From 533aa256916a83ac9907c513bed765e8d8e13c6f Mon Sep 17 00:00:00 2001
From: Vignesh C <vignesh21@gmail.com>
Date: Fri, 14 Jul 2023 09:58:04 +0530
Subject: [PATCH 2/4] Reuse Tablesync Workers

This commit allows reusing tablesync workers for syncing more than one
table sequentially during their lifetime, instead of exiting after
only syncing one table.

Before this commit, tablesync workers were capable of syncing only one
table. For each table, a new sync worker was launched and that worker would
exit when done processing the table.

Now, tablesync workers are not limited to processing only one
table. When done, they can move to processing another table in
the same subscription.

If there is a table that needs to be synced, an available tablesync
worker picks up that table and syncs it. Each tablesync worker
continues to pick new tables to sync until there are no tables left
requiring synchronization. If there was no available worker to
process the table, then a new tablesync worker will be launched,
provided the number of tablesync workers for the subscription does not
exceed max_sync_workers_per_subscription.
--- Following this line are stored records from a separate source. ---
PR #34271, opened 2023-11-23
RNMobile: Revert set default for video

SiobhyB:
Reverts https://github.com/Automattic/jetpack/pull/34073 to prevent a default src value being set for all video blocks added on mobile.

## Proposed changes:

* Following the changes in https://github.com/Automattic/jetpack/pull/34073, a default src is always set to any video block that's added via mobile. This change reverts that bug.
* Internal discussion here: p1700755582478559/1700745262.003959-slack-C0126N6JH7Z

### Other information:

## Jetpack product discussion

N/A

No, it does not.

## Testing instructions:

With this branch checked out, ensure it's possible to add a video block to the Android or iOS apps.


fluiddot (approved):
LGTM 🎊 ! I confirmed that after this revert, the bug related to adding the Video block is solved. Thanks!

Discussion: http://postgr.es/m/CAGPVpCTq=rUDd4JUdaRc1XUWf4BrH2gdSNf3rtOMUGj9rPpfzQ@mail.gmail.com
---
 src/backend/replication/logical/launcher.c  |   1 +
 src/backend/replication/logical/tablesync.c |  50 ++++++--
 src/backend/replication/logical/worker.c    | 121 ++++++++++++++++++--
 src/include/replication/worker_internal.h   |   7 ++
 4 files changed, 158 insertions(+), 21 deletions(-)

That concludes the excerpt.